Commissioned in 2016, the Xiang Yang Hong 3 is operated by China’s Ministry of National Resources. With an operational range of 15,000 nautical miles (27,780km), the Xiang Yang Hong 3 can remain at sea for up to 60 days.

The ship is equipped with advanced ocean research facilities and has played a key role in China’s oceanic research, mainly in the Pacific and Indian oceans.

The vessel can also house temporary laboratory modules for specific missions, according to a report by Science and Technology Daily. Its “integrated optical cabin” is loaded with cutting-edge cameras, sensors and laser markers to record imagery, make precise measurements and gather complex data.

In a move that has upset India, the Maldives will host a Chinese research vessel at the Male Sea Port from February 5. Photo: Xinhua

Although the Xiang Yang Hong 03 is not a military vessel, India has been suspicious about its activities in the Indian Ocean.
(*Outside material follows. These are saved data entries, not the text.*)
Issue #358, opened 2022-02-10
Create image per pelorus exporter


mpryc:
Currently pelorus exporter images are the same.

The path_context is exactly the same for 3 different exporters resulting in the images being exactly the same.

[https://github.com/konveyor/pelorus/blob/master/.github/workflows/build-pelorus.yaml#L32](https://github.com/konveyor/pelorus/blob/master/.github/workflows/build-pelorus.yaml#L32
)

There should be separation on how exporters are being built/tested/provided and not being all in one.

Currently the exporters are available at:
[https://quay.io/repository/pelorus/failure-exporter](https://quay.io/repository/pelorus/failure-exporter
)
[https://quay.io/repository/pelorus/committime-exporter](https://quay.io/repository/pelorus/committime-exporter
)
[https://quay.io/repository/pelorus/deploytime-exporter](https://quay.io/repository/pelorus/deploytime-exporter)

If we inspect each of the container it's exactly the same, e.g.

```
# podman run -ti --name  deploytime-exporter --hostname deploytime --network host d9509bae4bc7 /bin/bash
(app-root) ls
committime  deploytime	failure  pelorus  README.md  requirements-dev.txt  requirements.txt  setup.py  tests
(app-root) pwd
/opt/app-root/src

```

KevinMGranger:
Related: #276

mpryc:
This is closed, however comment is desired.

We do create quay.io images and tag them correctly during release process.

This is done via github actions:

Build action which builds and tags the image with it's sha and "latest" tag on every PR merged:
    https://github.com/konveyor/pelorus/blob/master/.github/workflows/build-pelorus.yaml

Release action to tag the images with "stable" tag on release event, from the latest image sha:
    https://github.com/konveyor/pelorus/blob/master/.github/workflows/release.yaml

Pre-release action which tags the images on release and pre-release with it's version from the latest image sha:
    https://github.com/konveyor/pelorus/blob/master/.github/workflows/pre-release.yaml

The resulting images:
    https://quay.io/repository/pelorus/committime-exporter?tab=tags
    https://quay.io/repository/pelorus/failure-exporter?tab=tags
    https://quay.io/repository/pelorus/deploytime-exporter?tab=tags


There is still room for improvement as s2i have same code stored in each image, the difference is app.py being invoked, so we could get rid of the code from other exporters then the one for which image is built.

PR #370, opened 2022-02-17
Build image per pelorus exporter

mpryc:
Fix for issue #358.

Currently pelorus builds exporters as one, meaning each exporter is exactly the same,
just the name of the image differs.

This improves how we are building and publishing images to image registry,
ensuring each exporter contains only requires set of python files.

Futher work will involve ensuring we are installing only those
requirements that are needed per exporter.

Symbolic links in each exporter are created to ensure backwards compability
with the current helm charts and it's data from values.yaml.

Github action to build image was updated to use v2 version of s2i image and
some variables were introduced to easy testing in a separate quay.io namespace.

## Linked Issues?

## Testing Instructions

@redhat-cop/mdt


etsauer:
@mpryc I wouldn't worry about introducing non-backwards compatible changes. We don't allow/support/recommend/document intermixing older/newer versions of the exporters together so compatibility-wise it won't be an issue.

KevinMGranger:
A couple thoughts:

- Is this still a WIP? If so, we should mark it as a draft.
- We said we wanted to use the makefiles as the standard way of setting up the environment-- do we want the github actions to use `make`? Then we're not updating things in multiple spots each time.
- Is there a reason to have the additional layer of `pelorus_common`? Can we put `requirements.txt` and `setup.*` in `exporters/pelorus`?
    - Or maybe symlink to `pelorus` instead of `pelorus_common`?
- Will a symlink out of the context dir work in the first place? If we want to make the image only include what's necessary, then we still need to keep the other directories when we do this. Maybe we should delete the other directories at build time?

mpryc:
@KevinMGranger 

> * Is this still a WIP? If so, we should mark it as a draft.
I had this as draft when was testing locally, but now it's not. We need to make decision if this is the right approach or drop it.

> * We said we wanted to use the makefiles as the standard way of setting up the environment-- do we want the github actions to use `make`? Then we're not updating things in multiple spots each time.
Definitely, but not as part of this review. Filled issue #374 for that. 

> * Is there a reason to have the additional layer of `pelorus_common`? Can we put `requirements.txt` and `setup.*` in `exporters/pelorus`?
I remember why I did that. In short isort was unhappy with the order in which the imports were pulled and there was difference on the local venv system versus github actions. I fixed it in the last commit by adding .isort.cfg and explicitly stating pelorus is known_first_party package. Note that this caused isort to reorder a bit the imports in various files. But now both venv and github is giving same results.

>   * Or maybe symlink to `pelorus` instead of `pelorus_common`?
Yes I like symlink better. 
In the latest revision of this PR I have removed requirements.txt from pelorus_common all together. Each exporter is using pelorus_common not as real python library but more of a folder with just one common python script and then it should list it's dependencies in the requirements.txt  

> * Will a symlink out of the context dir work in the first place? If we want to make the image only include what's necessary, then we still need to keep the other directories when we do this. Maybe we should delete the other directories at build time?

Not really. Source 2 image makes it easier as symlink is being created on the resulting image as a standard folder with content in it (content from what was in the symlink).

I have updated latest revision as there was also file conflict from your last merge.

mpryc:
I am closing this PR. Currently we are building images, not fully optimized, however if needed this will be implemented different way. Current codebase have lot's of newer changes and many of the conflicting files, so it's easier to create fresh change, but it's not priority atm.

Issue #321, opened 2021-12-10
Unable to install pelorus on openshift version 4.9.9


metaversed:
Steps followed

    git clone --depth 1 --branch v1.3.0 https://github.com/konveyor/pelorus
    cd pelorus
    oc create namespace pelorus
    helm install operators charts/operators --namespace pelorus

After above step is performed , received below error on terminal
```
elorus git:(cfff5f2) helm install operators charts/operators/ --namespace pelorus --debug                                     
install.go:178: [debug] Original chart version: ""
install.go:199: [debug] CHART PATH: /Users/raghurambanda/repos/pelorus/charts/operators

client.go:128: [debug] creating 6 resource(s)
wait.go:48: [debug] beginning wait for 6 resources with timeout of 5m0s
client.go:128: [debug] creating 1 resource(s)
client.go:528: [debug] Watching for changes to Job installplan-approver with timeout of 5m0s
client.go:556: [debug] Add/Modify event for installplan-approver: ADDED
client.go:595: [debug] installplan-approver: Jobs active: 0, jobs failed: 0, jobs succeeded: 0
client.go:556: [debug] Add/Modify event for installplan-approver: MODIFIED
client.go:595: [debug] installplan-approver: Jobs active: 1, jobs failed: 0, jobs succeeded: 0
Error: INSTALLATION FAILED: failed post-install: timed out waiting for the condition
helm.go:88: [debug] failed post-install: timed out waiting for the condition
INSTALLATION FAILED
main.newInstallCmd.func2
	helm.sh/helm/v3/cmd/helm/install.go:127
github.com/spf13/cobra.(*Command).execute
	github.com/spf13/cobra@v1.2.1/command.go:856
github.com/spf13/cobra.(*Command).ExecuteC
	github.com/spf13/cobra@v1.2.1/command.go:974
github.com/spf13/cobra.(*Command).Execute
	github.com/spf13/cobra@v1.2.1/command.go:902
main.main
	helm.sh/helm/v3/cmd/helm/helm.go:87
runtime.main
	runtime/proc.go:255
runtime.goexit
```

    # Verify the operators are completely installed before installing the pelorus helm chart
`    helm install pelorus charts/pelorus --namespace pelorus`

```
➜  pelorus git:(cfff5f2) oc get sub -n pelorus
NAME               PACKAGE            SOURCE 
               CHANNEL
grafana-operator   grafana-operator   community-operators   alpha
prometheus         prometheus         community-operators   beta
```

[...]

PR #372, opened 2022-02-22
Adapt Pelorus charts to deploy in Openshift 4.9+ clusters

flacatus:
The current PR tries to deploy pelorus on Openshift 4.9 with the following changes:
- Change subscriptions of grafana to v4 channel and update the grafana versions
- Increase Prometheus version to not use v1alpha CRDS(not compatible with 4.8 or less openshift versions)
- Remove the spec.name value from grafana CR specs, due it is not compatible with latest grafana operators
- 
## Linked Issues?

related to #321  

## Testing Instructions

@redhat-cop/mdt


weshayutin:
nice.. will give this a go :)

mpryc (approved):
Tested on the following versions:
OCP 4.9.9
OCP 4.8.2

Helm install/uninstall works great.

As in the offline discussion with the author of this PR it will cause pelorus incompatible with EOL version of OCP (4.6). The following change is incompatible:
```
apiVersion: batch/v1
kind: CronJob
```

mpryc:
@flacatus one more version bump in the file:
 charts/operators/Chart.yaml
 
 I think you can sync it with pelorus as we will have it in the next release tag.
@KevinMGranger do you agree?

weshayutin:
on 4.7 grafana is hitting an issue.

grafana-operator-controller-manager:
(combined from similar events): Error: container create failed: time="2022-02-28T20:32:00Z" level=error msg="container_linux.go:366: starting container process caused: chdir to cwd (\"/home/nonroot\") set in config.json failed: permission denied"

weshayutin:
> 

FYI... my cluster was at 4.7.0, I'm updating the cluster to 4.7.43 and will retry :)

mpryc:
> > 
> 
> FYI... my cluster was at 4.7.0, I'm updating the cluster to 4.7.43 and will retry :)

I can confirm this issue on 4.7.0.

Sounds like similar issue to https://bugzilla.redhat.com/show_bug.cgi?id=1934177

mpryc:
@weshayutin @flacatus The grafana oerator is failing on 4.7.0, but I believe it's a mentioned problem with runc. Here is really nice post about the overall issue: https://danielmangum.com/posts/runc-chdir-to-cwd/

Anyway I have tested this on 4.7.14 and 4.8.12 as well on the 4.9.9 and everything works ok. So I am pretty confident this is the right approach and for the releases 4.7.0 the path is to update OCP as it's not the issue with pelorus itself.

mpryc (approved):

PR #826, opened 2023-01-30
Fix the create release pr script to include proper regex

mpryc:
Regex for the Install.md should be replaced with regex(es) to the Development.md, because that part of docs was moved.

@redhat-cop/mdt

### DIFF
--- a/scripts/create_release_pr
+++ b/scripts/create_release_pr
@@ -37,7 +37,7 @@ PELORUS_CHART="charts/pelorus/Chart.yaml"
 PELORUS_EXPORTERS_CHART="charts/pelorus/subcharts/exporters/Chart.yaml"
 OPERATORS_CHART="charts/operators/Chart.yaml"
 
-INSTALL_DOC="docs/Install.md"
+INSTALL_DOC="docs/Development.md"
 
 TRUE=1
 FALSE=0
@@ -111,8 +111,10 @@ else
   sed -i "s/^version:.*/version: $NEXT_CHART_VER/g" "$PELORUS_CHART"
 fi
 
-# Update branch in the Install documentation
-sed -i "s/--branch v.* /--branch v$V_MAJOR.$V_MINOR.$V_PATCH /g" "$INSTALL_DOC"
+# Update branch in the Development documentation
+sed -i "s/\(release number, for example \`\).*\(\`\.\)/\1v$V_MAJOR.$V_MINOR.$V_PATCH\2/g" "$INSTALL_DOC"
+sed -i "s/\(image_tag: \).*\( # Specific release\)/\1v$V_MAJOR.$V_MINOR.$V_PATCH\2/g" "$INSTALL_DOC"
+
 
 if [[ $major ]]; then
   printf "\nIMPORTANT:\n\t Do include \"major release\" text in the first line of your commit message, or label your PR with: \"major\"\n\n"


scripts/create_release_pr
```diff
@@ -111,8 +111,10 @@ else
   sed -i "s/^version:.*/version: $NEXT_CHART_VER/g" "$PELORUS_CHART"
 fi
 
-# Update branch in the Install documentation
-sed -i "s/--branch v.* /--branch v$V_MAJOR.$V_MINOR.$V_PATCH /g" "$INSTALL_DOC"
+# Update branch in the Development documentation
+sed -i "s/\(release number, for example \`\).*\(\`\.\)/\1v$V_MAJOR.$V_MINOR.$V_PATCH\2/g" "$INSTALL_DOC"
```
mateusoliveira43, line 115: can we add a flag or something to check if the operation was successful?

mpryc: No, sed does not have control over its exit code. We could in theory check by using additional grep or there is hack to "echo" sort of fake exit code directly from sed, however I don't think it's any use here.

We could always check by running `git diff` or `git status` and see if files were changed, but that's really over-design.

mateusoliveira43: ok

mateusoliveira43 (approved):

mateusoliveira43 (changes requested):
I have two question: when running `make release`

- charts/pelorus/subcharts/exporters/Chart.yaml should be updated?
- charts/pelorus/subcharts/exporters/templates/_buildconfig.yaml `spec.source.git.ref` default updates to chart or pelorus version?

mpryc:
> I have two question: when running `make release`
> 
> * charts/pelorus/subcharts/exporters/Chart.yaml should be updated?
> * charts/pelorus/subcharts/exporters/templates/_buildconfig.yaml `spec.source.git.ref` default updates to chart or pelorus version?

Not always, we have 3 make targets:
```Makefile
release:
        ./scripts/create_release_pr

minor-release:
        ./scripts/create_release_pr -i

major-release:
        ./scripts/create_release_pr -m
```

Let's go over each of them:
```shell
$ make release

# This modifies the files so a new github tag (release) can be created. 
# It goes to the GitHub API and checks what is the last released version x.y.z and bumps the z
# To do so, only main Pelorus Chart requires to be modifed, and the file that references GIT new tag:
# charts/pelorus/subcharts/exporters/templates/_buildconfig.yaml
```

```shell
$ make release

# This modifies the files so a new github tag (release) can be created. 
# It goes to the GitHub API, checks what is the last released version x.y.z and bumps the z
# To do so, only main Pelorus Chart requires to be modifed, and the file that references GIT new tag, so it is
# NOT the Chart version but the github tag:
# charts/pelorus/subcharts/exporters/templates/_buildconfig.yaml
# We can not bump each individual Chart version nor we want as the source code of the individual 
# chart versions may not be the same.
# We want here to always bump z+1 and to sustain this we can not calculate z versions of individual Chart versions
# because they may have been bumped manually.
```

```shell
$ make minor-release

# This goes to the GitHub API, checks what is the last released version x.y.z and bumps the y
# This bumps all Chart versions, so we start from 0 in the z number
# In this case our GitHub release version will match Chart versions and all the numbers should be the same
```

```shell
$ make major-release

# This goes to the GitHub API, checks what is the last released version x.y.z and bumps the x
# It's same as minor-release but X is bumped and y,z are 0'ed
```

mateusoliveira43 (approved):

In January 2021, Indian media reported the ship had been “mapping the sea floor, probably with underwater drones” in the East Indian Ocean, and collecting data that could aid Chinese submarine activities in the region.

The vessel returned to the Indian Ocean region in June 2022, and again in late 2023.

What Chinese research ships are in the region?

The Indian Ocean has become a frequent destination for Chinese scientific research ships.

The Xiang Yang Hong, or “Facing the Red Sun”, vessels are a class of survey and research ships that also includes the Xiang Yang Hong 1, 6 and 19 – all of which have been reported to be operating in the same region.

The Shi Yan, or “Experiment” ships, run by the Chinese Academy of Sciences, is another fleet of China’s active survey vessels. In 2019, India said its navy expelled the Shi Yan 1 from India’s exclusive economic zone in the Andaman Sea, claiming the ship was “spying” on its military.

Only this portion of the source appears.